Production issues in the Gulf of Mexico are still significant, and the market has already seen a much bigger-than-expected drawdown in gasoline supplies so “that’s going to keep the market supported,” said Flynn.


Meanwhile, there appears to be no end to the reports of supply outages, said Carsten Fritsch, analyst at Commerzbank, in a note.


The U.S. Bureau of Safety and Environmental Enforcement late Thursday estimated 76.48% of oil and 77.25% natural-gas production in the Gulf of Mexico remains shut in.
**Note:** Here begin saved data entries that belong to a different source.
PR #9973, opened 2020-09-16
Fix flaky TestCluster_ForwardRequest tests. 

ncabatoff:
We wait to see that clients are aware of a new leader before we hit them, and we wait to see that the leader has setup the forwarding handler.

### DIFF
--- a/vault/cluster_test.go
+++ b/vault/cluster_test.go
@@ -289,6 +289,9 @@ func testCluster_Forwarding(t *testing.T, cluster *TestCluster, oldLeaderCoreIdx
 
 		time.Sleep(100 * time.Millisecond)
 	}
+	if ready != 2 {
+		t.Fatal("standbys have not discovered the new active node in time")
+	}
 
 	for i := 0; i < 3; i++ {
 		if i != newLeaderCoreIdx {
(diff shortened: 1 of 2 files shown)


vault/cluster_test.go
```diff
@@ -232,107 +232,77 @@ func testCluster_ForwardRequestsCommon(t *testing.T, clusterOpts *TestClusterOpt
...
+		if i != oldLeaderCoreIdx && i != newLeaderCoreIdx {
+			_ = cluster.Cores[i].StepDown(context.Background(), &logical.Request{
+				Operation:   logical.UpdateOperation,
+				Path:        "sys/step-down",
+				ClientToken: rootToken,
+			})
+			time.Sleep(clusterTestPausePeriod)
+		}
+	}
+
```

Hurricane Ida, a deadly and powerful storm, made landfall on the Louisiana Gulf Coast on Aug. 29, also forcing the closure of refineries, several of which have reopened.


The Gulf closures equate to a daily production loss of 1.4 million barrels, Fritsch said, noting that it is “still taking production considerably longer to normalize again after Hurricane Ida than it did after Hurricane Katrina 16 years ago, when 40% of production had already been restored by this time.”


Meanwhile, production from the Organization of the Petroleum Exporting Countries and their allies, together known as OPEC+, raised their collective crude production by 50,000 barrels a day in August, according to an S&P Global Platts survey released Thursday.


On Thursday, the Energy Information Administration reported that U.S. crude inventories fell by 1.5 million barrels for the week ended Sept. 3.


Dow falls for the fourth straight day, drops 150 points


The Dow Jones Industrial Average fell more than 150 points on Thursday, the 30-stock average’s fourth day of losses.


The Dow Jones Industrial average lost 151.69 points to close at 34,879.38, dragged down by Amgen and Merck. The S&P 500 fell 0.46% to 4,493.28, dropping for the fourth straight day. The technology-heavy Nasdaq Composite dropped 0.25% to 15,248.25. All three major averages are headed for losses this week.


Moderna shares rose more than 7.8% after the drug maker said it’s developing a single dose vaccine that combines boosters against Covid and the flu.


Meme-favorite GameStop closed in the green after dropping as much as 10.5%. The video-game retailer posted a narrower loss compared with the year prior but did not provide an outlook or grander turnaround plans.


Boston Beer fell 3.8% after pulling its earnings guidance amid slowing growth in its hard seltzer brand.


Shares of athletic retailer Lululemon surged 10.5% and furniture retailer RH rose 7.8% on the back of better-than-expected earnings. Lululemon also offered a stronger-than-forecast outlook for the third quarter and the year.